PR #4763, opened 2021-02-15
BUILD(versioning): Remove tag logic, implement "--revision", "--format" and "--type" options in mumble-version.py

davidebeatrici:
The tag logic is removed from the script.
Its purpose was to set the name of the tag associated to the latest version as version.

It was working as expected, however in some instances we don't want the script to take the tag into account.
For example, we had to rebuild the first 1.4.0 snapshot as the version was accidentally set to `1.4.0-snapshot1`.

As replacement, the `--revision`and `--type` options are implemened.
They allow to explicitly set the release type and its revision, when applicable.

Assuming the revision is set to 1 (default value), the output is currently as follows:

Type set to "snapshot": `1.4.0~2021-02-14~g973cee211~snapshot`
Type set to "beta": `1.4.0-beta1`
Type set to "rc": `1.4.0-rc1`
Type set to "stable": `1.4.0`

The `--format` option replaces `--project` and allows to specify the desired string format:

- `full`: The default. Prints version + suffix (e.g. `1.4.0~2021-02-14~g973cee211~snapshot`).
- `version`: Only prints the version (e.g. `1.4.0`).
- `suffix`: Only prints the suffix (e.g. `~2021-02-14~g973cee211~snapshot`).

The main reason for implementing this new option is the suffix-only output.
It will be passed to CMake in a future commit, for better filename control.

### DIFF
--- a/.ci/azure-pipelines/build_linux.bash
+++ b/.ci/azure-pipelines/build_linux.bash
@@ -20,7 +20,7 @@
 #
 
 if [[ -n "$MUMBLE_BUILD_NUMBER_TOKEN" ]]; then
-	VERSION=$(python "scripts/mumble-version.py" --project)
+	VERSION=$(python "scripts/mumble-version.py" --format version)
 	BUILD_NUMBER=$(curl "https://mumble.info/get-build-number?commit=${BUILD_SOURCEVERSION}&version=${VERSION}&token=${MUMBLE_BUILD_NUMBER_TOKEN}")
 else
 	BUILD_NUMBER=0
--- a/scripts/mumble-version.py
+++ b/scripts/mumble-version.py
@@ -100,8 +100,8 @@ def readProjectVersion():
 
 def main():
     parser = argparse.ArgumentParser()
+    parser.add_argument('-f', '--format', choices = ['full', 'version', 'suffix'], default='full', help = 'Output format')
     parser.add_argument('-n', '--newline', action = "store_true", help = 'Break line after printing version')
-    parser.add_argument('-p', '--project', action = "store_true", help = 'Print CMake project version')
     parser.add_argument('-r', '--revision', type = int, default = 1, help = 'Revision (only used for type \'beta\' and \'rc\')')
     parser.add_argument('-t', '--type', choices = ['snapshot', 'beta', 'rc', 'stable'], default = 'snapshot', help = 'Release type - determines the suffix')
     args = parser.parse_args()
@@ -111,25 +111,29 @@ def main():
     else:
         end = ''
 
-    projectVersion = readProjectVersion()
+    version = readProjectVersion()
 
-    if args.project or args.type == 'stable':
-        print(projectVersion, end = end)
-        return
-
-    if args.type == 'beta' or args.type == 'rc':
-        version = '{0}-{1}{2}'.format(projectVersion, args.type, args.revision)
+    if args.format == 'version':
         print(version, end = end)
         return
 
-    # Get the date of the most recent commit
-    latestCommitDate = cmd(['git', 'log', '-1', '--format=%cd', '--date=short']).strip()
+    suffix = ''
 
-    # Get the hash of the most recent commit (shortened)
-    latestCommitHash = cmd(['git', 'rev-parse', '--short', 'HEAD']).strip()
+    if args.type == 'rc' or args.type == 'beta':
+        suffix = '-{0}{1}'.format(args.type, args.revision)
+    elif args.type == 'snapshot':
+        # Get the date of the most recent commit
+        latestCommitDate = cmd(['git', 'log', '-1', '--format=%cd', '--date=short']).strip()
 
-    version = '{0}~{1}~g{2}~snapshot'.format(projectVersion, latestCommitDate, latestCommitHash)
-    print(version, end = end)
+        # Get the hash of the most recent commit (shortened)
+        latestCommitHash = cmd(['git', 'rev-parse', '--short', 'HEAD']).strip()
+
+        suffix = '~{0}~g{1}~snapshot'.format(latestCommitDate, latestCommitHash)
+
+    if args.format == 'suffix':
+        print(suffix, end = end)
+    else:
+        print(version + suffix, end = end)
 
 if __name__ == '__main__':
     main()
--- a/scripts/mumble-version.py
+++ b/scripts/mumble-version.py
@@ -102,6 +102,8 @@ def main():
     parser = argparse.ArgumentParser()
     parser.add_argument('-n', '--newline', action = "store_true", help = 'Break line after printing version')
     parser.add_argument('-p', '--project', action = "store_true", help = 'Print CMake project version')
+    parser.add_argument('-r', '--revision', type = int, default = 1, help = 'Revision (only used for type \'beta\' and \'rc\')')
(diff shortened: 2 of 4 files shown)


scripts/mumble-version.py
```diff
@@ -101,17 +101,18 @@ def readProjectVersion():
 def main():
     parser = argparse.ArgumentParser()
     parser.add_argument('-n', '--newline', action = "store_true", help = 'Break line after printing version')
-    parser.add_argument('-p', '--project', action = "store_true", help = 'Print CMake project version')
+    parser.add_argument('-f', '--format', choices = ['full', 'version', 'suffix'], help = 'Output format')
```
Krzmbrzl, line 104:
```suggestion
    parser.add_argument('-f', '--format', choices = ['full', 'version', 'suffix'], help = 'Output format', default='version')
```

scripts/mumble-version.py
```diff
@@ -122,8 +123,8 @@ def main():
 
     if len(latestCommitTags) == 1:
         # Most recent commit is tagged -> this is a tagged release version
-        # Use the tag as the version-string
-        version = latestCommitTags[0]
+        # Extract suffix from tag name, assuming it begins with the version
+        suffix = latestCommitTags[0][5:]
```
Krzmbrzl, line 127: This assumes a `x.x.x` format of the version. It will break if we reached something like `1.4.10`

We probably have to use a RegEx like `\d+\.\d+\.\d+` in order to match the prefixing version and then figure out its length from the match

Krzmbrzl (changes requested):
I am actually wondering whether we should just drop the dependence on any tags in the history.
We can specify when calling this script whether we want the version to be for a release or for a snapshot version.

That seems much more flexible to me and it would also have prevented the issue we encountered for the first 1.4.0 dev snapshot where I created the tag before you built the binaries :point_up:

scripts/mumble-version.py
davidebeatrici: Or just drop the tag logic entirely, as you proposed.

scripts/mumble-version.py
davidebeatrici: Are you suggesting to explicitly set the default? If that's the case, it should be `default = 'full'`.

davidebeatrici:
> I am actually wondering whether we should just drop the dependence on any tags in the history.
We can specify when calling this script whether we want the version to be for a release or for a snapshot version.
>
> That seems much more flexible to me and it would also have prevented the issue we encountered for the first 1.4.0 dev snapshot where I created the tag before you built the binaries :point_up:

Excellent idea. Once we have the pipelines for stable, beta, and release candidate builds we can easily instruct the script automatically.

scripts/mumble-version.py
Krzmbrzl: Yes I am, but I think that the default should be `'version'`. That's probably the version that most folks have in mind when thinking about a version of Mumble :thinking:

Krzmbrzl:
> Should I do it in a new pull request?

Given that the changes in this PR are kind interlocked with that I think prepending a REFAC commit to this PR's actual changes is probably the best solution :thinking:

scripts/mumble-version.py
davidebeatrici: We would have to change all CI scripts though, as they assume the full version is the default.

davidebeatrici:
I think appending a new commit is better, it requires less work.

Krzmbrzl:
That would not be logical though. 'Cause then this PR would change a refion that ir also deletes. That doesn't make sense.
And prepending shouldn't be that much work :thinking:

scripts/mumble-version.py
davidebeatrici: Considering that by default the release type is set to snapshot we should probably leave `full` as default, as it identifies the specific commit.

davidebeatrici:
Done!

scripts/mumble-version.py
Krzmbrzl: Hm yeah fair enough :+1:

.ci/azure-pipelines/build_linux.bash
```diff
@@ -20,7 +20,7 @@
 #
 
 if [[ -n "$MUMBLE_BUILD_NUMBER_TOKEN" ]]; then
-	VERSION=$(python "scripts/mumble-version.py" --project)
+	VERSION=$(python "scripts/mumble-version.py" -f version)
```
Krzmbrzl, line 23:
```suggestion
	VERSION=$(python "scripts/mumble-version.py" --format version)
```
I am a big fan of using the long options in scripts in order to make them more verbose for readers.

scripts/mumble-version.py
```diff
@@ -100,44 +100,40 @@ def readProjectVersion():
 
 def main():
     parser = argparse.ArgumentParser()
+    parser.add_argument('-f', '--format', choices = ['full', 'version', 'suffix'], default='full', help = 'Output format')
     parser.add_argument('-n', '--newline', action = "store_true", help = 'Break line after printing version')
-    parser.add_argument('-p', '--project', action = "store_true", help = 'Print CMake project version')
+    parser.add_argument('-r', '--revision', type = int, default = 1, help = 'Revision, only used for \'beta\' and \'rc\'')
+    parser.add_argument('-t', '--type', choices = ['snapshot', 'beta', 'rc', 'stable'], default = 'snapshot', help = 'Release type, determines the suffix')
```
Krzmbrzl, line 106:
```suggestion
    parser.add_argument('-t', '--type', choices = ['snapshot', 'beta', 'rc', 'stable'], default = 'snapshot', help = 'Release type - determines the suffix')
```

scripts/mumble-version.py
```diff
@@ -100,44 +100,40 @@ def readProjectVersion():
 
 def main():
     parser = argparse.ArgumentParser()
+    parser.add_argument('-f', '--format', choices = ['full', 'version', 'suffix'], default='full', help = 'Output format')
     parser.add_argument('-n', '--newline', action = "store_true", help = 'Break line after printing version')
-    parser.add_argument('-p', '--project', action = "store_true", help = 'Print CMake project version')
+    parser.add_argument('-r', '--revision', type = int, default = 1, help = 'Revision, only used for \'beta\' and \'rc\'')
```
Krzmbrzl, line 105:
```suggestion
    parser.add_argument('-r', '--revision', type = int, default = 1, help = 'Revision (only used for type  \'beta\' and \'rc\')')
```

scripts/mumble-version.py
```diff
@@ -100,44 +100,40 @@ def readProjectVersion():
...
-    if len(latestCommitTags) == 1:
-        # Most recent commit is tagged -> this is a tagged release version
-        # Use the tag as the version-string
-        version = latestCommitTags[0]
-    else:
-        # This is a snapshot (i.e. built from a non-tagged commit)
+    suffix = ''
 
+    if args.type == 'rc' or args.type == 'beta':
+        suffix = '{0}{1}'.format(args.type, args.revision)
```
Krzmbrzl, line 123:
```suggestion
        suffix = '-{0}{1}'.format(args.type, args.revision)
```
I think we need this change in order to get the results as mentioned in your first commit.

davidebeatrici: Oops, you're right.

Krzmbrzl (approved):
+++++
▶ [Aim of the exercise]:
Using the material above, return every line that holds the string "also".

▶ [Exercise solution]:
That seems much more flexible to me and it would also have prevented the issue we encountered for the first 1.4.0 dev snapshot where I created the tag before you built the binaries :point_up:
> That seems much more flexible to me and it would also have prevented the issue we encountered for the first 1.4.0 dev snapshot where I created the tag before you built the binaries :point_up:
That would not be logical though. 'Cause then this PR would change a refion that ir also deletes. That doesn't make sense.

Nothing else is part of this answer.